_What to do_. Lines containing the word "permitted" are to be copied from the data below.

_Available data_.
PR #287, opened 2022-01-26
monitor: Truncate notification subject and message to char limit

### LINKED ISSUE #276: Sanitize out-of-spec notification messages instead of aborting
Right now we have (somewhat arbitrary) limits on what notification message subject and body should be: 256 and 4096 bytes of UTF-8 respectively. We also have a requirement of no control characters for subjects. The exact lengths don't matter, as long as we fit the maximum Firestore document size of 1MB.

However, we're handling any trespassing by assertion failure, which stops the notifications from being delivered. Instead we need to force compliance on the message by truncating and/or sanitizing it, log a warning, and let it through.

To make it easier we can redefine subject/body length limits to be in characters, assuming that maximum UTF-8-encoded byte length would be 4x character length, but that normally it will be under 1.2x, given we have mostly ASCII in our notifications. We have to keep in mind the message encoding overhead and not get too loose with the limits, though.

mharyam:
close #276

### DIFF
--- a/kcidb/monitor/output.py
+++ b/kcidb/monitor/output.py
@@ -5,6 +5,7 @@ import re
 import base64
 import textwrap
 import html
+import logging
 from email.message import EmailMessage
 import kcidb.oo
 from kcidb.monitor.misc import is_valid_firestore_id
@@ -15,13 +16,16 @@ from kcidb.templates import ENV as TEMPLATE_ENV
 
 # A regex matching permitted notification message subject strings
 NOTIFICATION_MESSAGE_SUBJECT_RE = re.compile(r"[^\x00-\x1f\x7f]*")
-# Maximum length of a UTF-8-encoded notification message subject
+# Maximum character length of a notification message subject
 NOTIFICATION_MESSAGE_SUBJECT_MAX_LEN = 256
-# Maximum length of a UTF-8-encoded notification message body
+# Maximum character length of a notification message body
 NOTIFICATION_MESSAGE_BODY_MAX_LEN = 4096
 
 # A regex matching permitted subscription name strings
 SUBSCRIPTION_RE = re.compile(r"([A-Za-z0-9][A-Za-z0-9_]*)?")
+
+# Module's logger
+LOGGER = logging.getLogger(__name__)
 
 
 class NotificationMessage:
@@ -174,18 +178,22 @@ class Notification:
             self.obj.get_type().name: self.obj,
         }
         subject = TEMPLATE_ENV.from_string(self.message.subject).render(ctx)
-        subject_extra_bytes = \
-            len(subject.encode()) - NOTIFICATION_MESSAGE_SUBJECT_MAX_LEN
-        assert subject_extra_bytes <= 0, \
-            f"Subject is {subject_extra_bytes} bytes too long"
+        subject_extra_characters = \
+            len(subject) - NOTIFICATION_MESSAGE_SUBJECT_MAX_LEN
+        if subject_extra_characters > 0:
+            subject = subject[:NOTIFICATION_MESSAGE_SUBJECT_MAX_LEN - 1] + "✂️"
+            LOGGER.warning("Subject is %s characters too long, truncated",
+                           subject_extra_characters)
         assert NOTIFICATION_MESSAGE_SUBJECT_RE.fullmatch(subject), \
             f"Subject is invalid, must match " \
             f"{NOTIFICATION_MESSAGE_SUBJECT_RE.pattern} regex"
         body = TEMPLATE_ENV.from_string(self.message.body).render(ctx)
-        body_extra_bytes = \
-            len(body.encode()) - NOTIFICATION_MESSAGE_BODY_MAX_LEN
-        assert body_extra_bytes <= 0, \
-            f"Body is {body_extra_bytes} bytes too long"
+        body_extra_characters = \
+            len(body) - NOTIFICATION_MESSAGE_BODY_MAX_LEN
+        if body_extra_characters > 0:
+            body = body[:NOTIFICATION_MESSAGE_BODY_MAX_LEN - 1] + "✂️"
+            LOGGER.warning("Body is %s characters too long, truncated",
+                           body_extra_characters)
 
         # Generate the plain-text message
         email = EmailMessage()


kcidb/monitor/output.py
```diff
@@ -176,16 +179,18 @@ def render(self):
...
             f"Subject is invalid, must match " \
             f"{NOTIFICATION_MESSAGE_SUBJECT_RE.pattern} regex"
         body = TEMPLATE_ENV.from_string(self.message.body).render(ctx)
         body_extra_bytes = \
             len(body.encode()) - NOTIFICATION_MESSAGE_BODY_MAX_LEN
-        assert body_extra_bytes <= 0, \
-            f"Body is {body_extra_bytes} bytes too long"
+        if body_extra_bytes > 0:
+            body = body[:NOTIFICATION_MESSAGE_BODY_MAX_LEN]
+            LOGGER.warning("Body is %s bytes too long", body_extra_bytes)
```
spbnick, line 193: You need to from limiting by bytes to limiting by characters before you can meaningfully truncate messages. See how those differ e.g. in https://en.wikipedia.org/wiki/UTF-8#Encoding

kcidb/monitor/output.py
```diff
@@ -174,18 +177,22 @@ def render(self):
...
         subject = TEMPLATE_ENV.from_string(self.message.subject).render(ctx)
-        subject_extra_bytes = \
-            len(subject.encode()) - NOTIFICATION_MESSAGE_SUBJECT_MAX_LEN
-        assert subject_extra_bytes <= 0, \
-            f"Subject is {subject_extra_bytes} bytes too long"
+        subject_extra_characters = \
+            len(subject) - NOTIFICATION_MESSAGE_SUBJECT_MAX_LEN
+        if subject_extra_characters > 0:
+            subject = subject[:NOTIFICATION_MESSAGE_SUBJECT_MAX_LEN]
+            LOGGER.warning("Subject is %s characters too long",
```
spbnick, line 184: Could you note what's being done about the subject, in the log message? Like this:
```suggestion
            LOGGER.warning("Subject is %s characters too long, truncated",
```
And same for the body message?

kcidb/monitor/output.py
```diff
@@ -174,18 +177,22 @@ def render(self):
...
         }
         subject = TEMPLATE_ENV.from_string(self.message.subject).render(ctx)
-        subject_extra_bytes = \
-            len(subject.encode()) - NOTIFICATION_MESSAGE_SUBJECT_MAX_LEN
-        assert subject_extra_bytes <= 0, \
-            f"Subject is {subject_extra_bytes} bytes too long"
+        subject_extra_characters = \
+            len(subject) - NOTIFICATION_MESSAGE_SUBJECT_MAX_LEN
+        if subject_extra_characters > 0:
+            subject = subject[:NOTIFICATION_MESSAGE_SUBJECT_MAX_LEN]
```
spbnick, line 183: It would be good to leave an indication to the notification recipient, that the subject was truncated. E.g. by adding some sort of character on the end, say "✂️". However, if we add that character after truncating on the limit, the subject will go over the limit. So we need to truncate to the limit, minus one, and then add the character. Could you do that? And same for the body?

spbnick (changes requested):
Looks pretty good, thank you, @mharyam :relaxed:

We're lumping two changes into one commit here: switching to limiting by characters, and truncating the message. However, since the change is so small, we can get away with just one commit, but we have to note both of these in the commit message.

Just `output:` in the commit message is missing the outer context. If you want to mention "output", you gotta mention the "monitor" as well, something like "monitor: output:". However, I think just "monitor:" would be enough. Oh, and please don't put space before the colon.

Overall, something like this commit message would work better: "monitor: Truncate notification subject and message to char limit"

mharyam:
> Looks pretty good, thank you, @mharyam ☺️
> 
> We're lumping two changes into one commit here: switching to limiting by characters, and truncating the message. However, since the change is so small, we can get away with just one commit, but we have to note both of these in the commit message.
> 
> Just `output:` in the commit message is missing the outer context. If you want to mention "output", you gotta mention the "monitor" as well, something like "monitor: output:". However, I think just "monitor:" would be enough. Oh, and please don't put space before the colon.
> 
> Overall, something like this commit message would work better: "monitor: Truncate notification subject and message to char limit"

Okay I will change it 
Thank you

kcidb/monitor/output.py
```diff
@@ -174,18 +177,24 @@ def render(self):
...
         subject = TEMPLATE_ENV.from_string(self.message.subject).render(ctx)
-        subject_extra_bytes = \
-            len(subject.encode()) - NOTIFICATION_MESSAGE_SUBJECT_MAX_LEN
-        assert subject_extra_bytes <= 0, \
-            f"Subject is {subject_extra_bytes} bytes too long"
+        subject_extra_characters = \
+            len(subject) - NOTIFICATION_MESSAGE_SUBJECT_MAX_LEN
+        if subject_extra_characters > 0:
+            subject = subject[:NOTIFICATION_MESSAGE_SUBJECT_MAX_LEN-1]
+            subject += "\u2702"
```
spbnick, line 184: If you just put the literal character in here, instead of the escape sequence, the code will fit into one line. Also, please put spaces around that minus character. Something like this:
```suggestion
            subject = subject[:NOTIFICATION_MESSAGE_SUBJECT_MAX_LEN - 1] + "✂️"
```
It's also easier to understand what's going on, if it's the character directly.

BTW, your code is adding the [scissors character](https://codepoints.net/U+2702) (`\u2702`), not the [scissors emoji](https://emojipedia.org/emoji/%E2%9C%82/) (`\u2702\ufe0f`), which is the same character, but followed by emoji [variation selector](https://en.wikipedia.org/wiki/Variation_Selectors_(Unicode_block)) (`\ufe0f`). GitHub is rendering them the same in comments for some reason, but they are not. Is that on purpose?

Same goes for the body, of course.

spbnick (changes requested):
Almost there, just have one small functional and one style comment. Thank you!

kcidb/monitor/output.py
mharyam: No, it is not 
I will fix it

kcidb/monitor/output.py
```diff
@@ -174,18 +178,22 @@ def render(self):
...
+            subject = subject[:NOTIFICATION_MESSAGE_SUBJECT_MAX_LEN - 1] + "✂️"
+            LOGGER.warning("Subject is %s characters too long, truncated",
+                           subject_extra_characters)
         assert NOTIFICATION_MESSAGE_SUBJECT_RE.fullmatch(subject), \
             f"Subject is invalid, must match " \
             f"{NOTIFICATION_MESSAGE_SUBJECT_RE.pattern} regex"
         body = TEMPLATE_ENV.from_string(self.message.body).render(ctx)
-        body_extra_bytes = \
+        body_extra_characters = \
             len(body.encode()) - NOTIFICATION_MESSAGE_BODY_MAX_LEN
```
spbnick, line 192: This is still calculating byte length, not character length. Please correct.

spbnick (changes requested):
Ah, one functional comment this time, for a spot I missed before. One small style comment as well. Thank you, Maryam!

mharyam:
> Ah, one functional comment this time, for a spot I missed before. One small style comment as well. Thank you, Maryam!

@spbnick 
I have updated the comment 
Kindly review

spbnick (approved):
Looks great, thank you, Maryam! Merging.

There's still one change left to fix #276: replacing invalid characters in the subject, and removing the remaining `assert` in `render()`, but it could go into a separate PR.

_Answer box_.
 # A regex matching permitted notification message subject strings
 # A regex matching permitted subscription name strings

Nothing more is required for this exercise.